- _Assignment_
Find the string "stars" in the material. Copy every line that has it.

- _Data supplied_
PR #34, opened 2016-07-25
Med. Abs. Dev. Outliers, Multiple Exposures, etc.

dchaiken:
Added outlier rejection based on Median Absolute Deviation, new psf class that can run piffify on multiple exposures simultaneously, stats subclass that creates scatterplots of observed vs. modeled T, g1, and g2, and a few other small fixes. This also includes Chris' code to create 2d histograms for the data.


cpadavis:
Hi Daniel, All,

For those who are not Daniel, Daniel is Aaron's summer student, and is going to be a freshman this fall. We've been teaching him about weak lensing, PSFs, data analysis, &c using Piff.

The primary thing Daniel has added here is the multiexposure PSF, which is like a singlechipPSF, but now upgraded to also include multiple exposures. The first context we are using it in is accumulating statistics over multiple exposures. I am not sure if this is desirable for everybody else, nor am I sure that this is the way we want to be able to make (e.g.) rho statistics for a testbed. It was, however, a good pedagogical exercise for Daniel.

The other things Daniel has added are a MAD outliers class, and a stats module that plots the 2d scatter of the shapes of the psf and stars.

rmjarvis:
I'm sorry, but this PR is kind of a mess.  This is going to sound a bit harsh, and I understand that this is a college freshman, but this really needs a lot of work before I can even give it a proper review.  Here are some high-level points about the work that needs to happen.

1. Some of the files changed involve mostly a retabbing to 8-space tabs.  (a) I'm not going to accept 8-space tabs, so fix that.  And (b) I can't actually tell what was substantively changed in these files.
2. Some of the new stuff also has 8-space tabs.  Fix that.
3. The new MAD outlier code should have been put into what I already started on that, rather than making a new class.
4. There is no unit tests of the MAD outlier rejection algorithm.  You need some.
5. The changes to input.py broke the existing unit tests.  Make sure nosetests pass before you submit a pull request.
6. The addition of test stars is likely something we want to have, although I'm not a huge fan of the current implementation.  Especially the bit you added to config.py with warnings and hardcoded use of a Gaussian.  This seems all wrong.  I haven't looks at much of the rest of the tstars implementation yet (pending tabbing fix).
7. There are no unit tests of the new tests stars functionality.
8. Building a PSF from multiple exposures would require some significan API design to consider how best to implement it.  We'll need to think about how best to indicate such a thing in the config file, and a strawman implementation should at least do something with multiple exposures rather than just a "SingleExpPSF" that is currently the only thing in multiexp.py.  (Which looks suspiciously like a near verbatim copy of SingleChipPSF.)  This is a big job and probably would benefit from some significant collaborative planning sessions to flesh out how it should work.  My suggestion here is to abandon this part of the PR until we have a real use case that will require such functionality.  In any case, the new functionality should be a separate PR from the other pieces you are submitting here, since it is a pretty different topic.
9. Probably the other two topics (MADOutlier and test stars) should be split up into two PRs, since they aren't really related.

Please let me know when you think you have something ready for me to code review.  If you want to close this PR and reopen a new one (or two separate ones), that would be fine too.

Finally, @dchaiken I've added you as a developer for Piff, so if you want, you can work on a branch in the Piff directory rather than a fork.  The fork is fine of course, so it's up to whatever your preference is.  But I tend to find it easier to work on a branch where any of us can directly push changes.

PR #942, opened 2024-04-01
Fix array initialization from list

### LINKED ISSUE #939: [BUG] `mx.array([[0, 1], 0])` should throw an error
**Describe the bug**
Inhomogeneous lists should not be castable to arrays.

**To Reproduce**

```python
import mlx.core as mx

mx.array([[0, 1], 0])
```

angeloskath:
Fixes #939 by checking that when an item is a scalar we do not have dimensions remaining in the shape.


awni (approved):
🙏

...

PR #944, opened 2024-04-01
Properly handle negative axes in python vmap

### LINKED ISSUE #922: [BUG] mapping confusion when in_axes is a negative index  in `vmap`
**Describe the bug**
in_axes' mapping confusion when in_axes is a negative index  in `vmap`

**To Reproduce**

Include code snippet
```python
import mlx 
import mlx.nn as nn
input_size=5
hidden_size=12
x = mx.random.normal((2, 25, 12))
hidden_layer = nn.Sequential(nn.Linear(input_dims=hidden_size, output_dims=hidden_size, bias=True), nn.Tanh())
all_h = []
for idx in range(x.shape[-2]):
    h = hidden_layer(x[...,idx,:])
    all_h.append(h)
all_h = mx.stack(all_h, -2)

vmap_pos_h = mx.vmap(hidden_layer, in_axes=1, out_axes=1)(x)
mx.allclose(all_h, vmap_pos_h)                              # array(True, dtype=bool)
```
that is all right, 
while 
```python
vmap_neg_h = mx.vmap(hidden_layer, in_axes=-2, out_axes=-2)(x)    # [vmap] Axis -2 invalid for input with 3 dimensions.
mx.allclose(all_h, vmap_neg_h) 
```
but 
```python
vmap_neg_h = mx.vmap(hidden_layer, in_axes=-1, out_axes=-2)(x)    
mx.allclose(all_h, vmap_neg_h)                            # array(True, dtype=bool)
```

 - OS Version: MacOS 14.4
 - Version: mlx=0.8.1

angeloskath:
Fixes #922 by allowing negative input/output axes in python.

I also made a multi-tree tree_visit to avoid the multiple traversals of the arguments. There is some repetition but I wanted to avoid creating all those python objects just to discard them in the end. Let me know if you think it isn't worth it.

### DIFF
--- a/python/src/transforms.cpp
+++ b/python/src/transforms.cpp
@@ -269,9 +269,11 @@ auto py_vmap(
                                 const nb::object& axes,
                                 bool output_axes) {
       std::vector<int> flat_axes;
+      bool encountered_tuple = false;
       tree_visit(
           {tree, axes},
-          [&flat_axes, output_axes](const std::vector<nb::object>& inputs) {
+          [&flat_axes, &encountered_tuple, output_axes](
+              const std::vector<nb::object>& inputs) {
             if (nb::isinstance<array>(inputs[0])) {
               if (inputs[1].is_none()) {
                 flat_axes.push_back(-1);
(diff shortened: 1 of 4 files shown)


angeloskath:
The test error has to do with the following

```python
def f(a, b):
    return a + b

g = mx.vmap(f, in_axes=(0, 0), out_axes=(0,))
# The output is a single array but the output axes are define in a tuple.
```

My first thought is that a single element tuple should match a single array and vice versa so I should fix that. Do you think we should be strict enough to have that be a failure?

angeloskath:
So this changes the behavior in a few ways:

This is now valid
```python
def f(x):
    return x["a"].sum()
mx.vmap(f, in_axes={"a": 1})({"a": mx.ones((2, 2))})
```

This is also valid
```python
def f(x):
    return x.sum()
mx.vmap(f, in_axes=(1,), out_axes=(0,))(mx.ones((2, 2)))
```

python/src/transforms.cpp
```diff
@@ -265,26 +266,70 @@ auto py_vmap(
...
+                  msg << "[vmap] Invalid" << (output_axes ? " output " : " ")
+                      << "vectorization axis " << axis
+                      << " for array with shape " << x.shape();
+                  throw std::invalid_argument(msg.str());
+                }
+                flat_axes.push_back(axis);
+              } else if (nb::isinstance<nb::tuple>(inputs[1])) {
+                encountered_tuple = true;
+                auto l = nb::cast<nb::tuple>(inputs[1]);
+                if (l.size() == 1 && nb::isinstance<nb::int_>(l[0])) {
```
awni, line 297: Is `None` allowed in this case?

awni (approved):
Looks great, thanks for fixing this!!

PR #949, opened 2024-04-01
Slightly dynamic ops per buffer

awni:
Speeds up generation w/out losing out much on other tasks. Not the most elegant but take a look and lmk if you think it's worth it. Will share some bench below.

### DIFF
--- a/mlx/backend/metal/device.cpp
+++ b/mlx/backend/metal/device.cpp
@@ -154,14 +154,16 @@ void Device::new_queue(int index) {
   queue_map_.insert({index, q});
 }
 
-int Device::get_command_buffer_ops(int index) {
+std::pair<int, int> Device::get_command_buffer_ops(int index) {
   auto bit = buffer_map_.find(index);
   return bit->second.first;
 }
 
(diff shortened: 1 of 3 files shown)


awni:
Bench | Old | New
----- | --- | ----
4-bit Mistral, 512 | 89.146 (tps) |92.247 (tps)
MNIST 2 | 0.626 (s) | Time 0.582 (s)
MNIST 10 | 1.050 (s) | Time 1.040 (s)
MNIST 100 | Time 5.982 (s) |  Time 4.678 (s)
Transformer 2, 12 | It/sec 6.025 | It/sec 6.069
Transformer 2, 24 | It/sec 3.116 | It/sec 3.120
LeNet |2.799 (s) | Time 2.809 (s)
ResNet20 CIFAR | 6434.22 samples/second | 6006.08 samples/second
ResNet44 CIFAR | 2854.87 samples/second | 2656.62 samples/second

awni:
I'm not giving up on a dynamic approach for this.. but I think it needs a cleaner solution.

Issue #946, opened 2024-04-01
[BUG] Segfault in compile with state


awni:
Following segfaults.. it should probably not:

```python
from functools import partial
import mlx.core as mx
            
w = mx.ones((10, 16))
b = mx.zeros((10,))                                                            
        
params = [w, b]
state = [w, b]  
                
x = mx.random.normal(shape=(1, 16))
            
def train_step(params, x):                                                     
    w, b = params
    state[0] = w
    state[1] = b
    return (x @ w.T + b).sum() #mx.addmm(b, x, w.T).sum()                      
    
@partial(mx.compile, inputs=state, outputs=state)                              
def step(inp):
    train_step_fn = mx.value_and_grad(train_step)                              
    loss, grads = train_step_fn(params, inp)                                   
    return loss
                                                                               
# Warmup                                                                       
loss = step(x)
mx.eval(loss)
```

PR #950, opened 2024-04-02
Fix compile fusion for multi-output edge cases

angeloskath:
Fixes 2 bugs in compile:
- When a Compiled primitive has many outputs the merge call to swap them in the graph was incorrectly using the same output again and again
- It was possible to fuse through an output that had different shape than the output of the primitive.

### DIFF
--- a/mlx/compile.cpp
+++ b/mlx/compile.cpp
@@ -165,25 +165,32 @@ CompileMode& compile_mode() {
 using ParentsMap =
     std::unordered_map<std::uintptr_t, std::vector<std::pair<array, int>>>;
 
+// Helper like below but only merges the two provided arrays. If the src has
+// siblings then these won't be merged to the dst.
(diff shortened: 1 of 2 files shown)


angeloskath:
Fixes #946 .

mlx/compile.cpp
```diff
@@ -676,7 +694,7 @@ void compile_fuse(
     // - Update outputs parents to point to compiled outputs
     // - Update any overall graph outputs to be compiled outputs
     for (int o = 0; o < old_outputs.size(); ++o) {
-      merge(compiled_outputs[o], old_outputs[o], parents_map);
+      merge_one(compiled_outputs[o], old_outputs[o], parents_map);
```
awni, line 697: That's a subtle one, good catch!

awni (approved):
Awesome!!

--

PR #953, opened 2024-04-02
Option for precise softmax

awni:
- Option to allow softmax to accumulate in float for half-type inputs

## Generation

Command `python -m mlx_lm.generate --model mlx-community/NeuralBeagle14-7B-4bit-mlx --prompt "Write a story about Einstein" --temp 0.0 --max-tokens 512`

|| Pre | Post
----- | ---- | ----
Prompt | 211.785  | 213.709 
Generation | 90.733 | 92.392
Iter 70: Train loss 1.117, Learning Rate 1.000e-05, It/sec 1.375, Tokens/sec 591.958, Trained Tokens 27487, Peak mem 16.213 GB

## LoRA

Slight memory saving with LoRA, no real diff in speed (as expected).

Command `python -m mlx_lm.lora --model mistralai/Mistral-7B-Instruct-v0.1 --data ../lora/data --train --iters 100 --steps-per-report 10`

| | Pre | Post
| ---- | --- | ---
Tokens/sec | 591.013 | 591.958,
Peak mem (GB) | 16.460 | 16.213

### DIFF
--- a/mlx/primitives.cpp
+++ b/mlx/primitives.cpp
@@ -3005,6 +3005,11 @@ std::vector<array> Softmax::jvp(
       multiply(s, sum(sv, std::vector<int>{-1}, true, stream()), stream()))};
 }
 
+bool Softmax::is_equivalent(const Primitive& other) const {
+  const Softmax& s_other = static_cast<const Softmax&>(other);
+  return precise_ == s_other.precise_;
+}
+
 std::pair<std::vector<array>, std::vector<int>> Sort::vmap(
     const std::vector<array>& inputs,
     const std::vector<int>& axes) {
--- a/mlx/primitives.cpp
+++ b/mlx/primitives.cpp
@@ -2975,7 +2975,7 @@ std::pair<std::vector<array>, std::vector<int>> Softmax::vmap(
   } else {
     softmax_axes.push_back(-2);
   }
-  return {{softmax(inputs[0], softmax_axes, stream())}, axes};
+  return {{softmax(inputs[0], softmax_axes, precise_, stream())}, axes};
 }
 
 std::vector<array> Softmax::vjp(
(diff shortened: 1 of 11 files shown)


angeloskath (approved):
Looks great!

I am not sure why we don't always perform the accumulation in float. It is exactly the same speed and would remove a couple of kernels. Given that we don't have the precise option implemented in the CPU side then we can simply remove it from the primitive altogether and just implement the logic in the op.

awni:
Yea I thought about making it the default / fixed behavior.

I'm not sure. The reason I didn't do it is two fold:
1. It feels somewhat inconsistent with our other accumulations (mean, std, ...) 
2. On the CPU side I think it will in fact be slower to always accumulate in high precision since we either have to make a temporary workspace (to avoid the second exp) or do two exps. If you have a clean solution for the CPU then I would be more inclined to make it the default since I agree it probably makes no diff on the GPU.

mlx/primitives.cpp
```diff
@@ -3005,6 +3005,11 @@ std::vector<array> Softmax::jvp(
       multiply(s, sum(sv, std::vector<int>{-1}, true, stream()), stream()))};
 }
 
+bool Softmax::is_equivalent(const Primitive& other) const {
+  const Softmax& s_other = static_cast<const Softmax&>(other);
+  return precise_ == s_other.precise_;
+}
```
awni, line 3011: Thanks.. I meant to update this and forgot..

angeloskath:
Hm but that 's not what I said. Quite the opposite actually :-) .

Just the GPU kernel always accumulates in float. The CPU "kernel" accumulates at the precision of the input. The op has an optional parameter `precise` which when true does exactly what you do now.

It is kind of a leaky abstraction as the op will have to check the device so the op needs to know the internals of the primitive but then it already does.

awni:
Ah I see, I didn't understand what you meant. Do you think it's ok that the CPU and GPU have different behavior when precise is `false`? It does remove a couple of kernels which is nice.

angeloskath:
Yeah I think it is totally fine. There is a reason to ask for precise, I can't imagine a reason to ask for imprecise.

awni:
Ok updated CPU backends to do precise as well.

- _Answer_
The other things Daniel has added are a MAD outliers class, and a stats module that plots the 2d scatter of the shapes of the psf and stars.
6. The addition of test stars is likely something we want to have, although I'm not a huge fan of the current implementation.  Especially the bit you added to config.py with warnings and hardcoded use of a Gaussian.  This seems all wrong.  I haven't looks at much of the rest of the tstars implementation yet (pending tabbing fix).
7. There are no unit tests of the new tests stars functionality.
9. Probably the other two topics (MADOutlier and test stars) should be split up into two PRs, since they aren't really related.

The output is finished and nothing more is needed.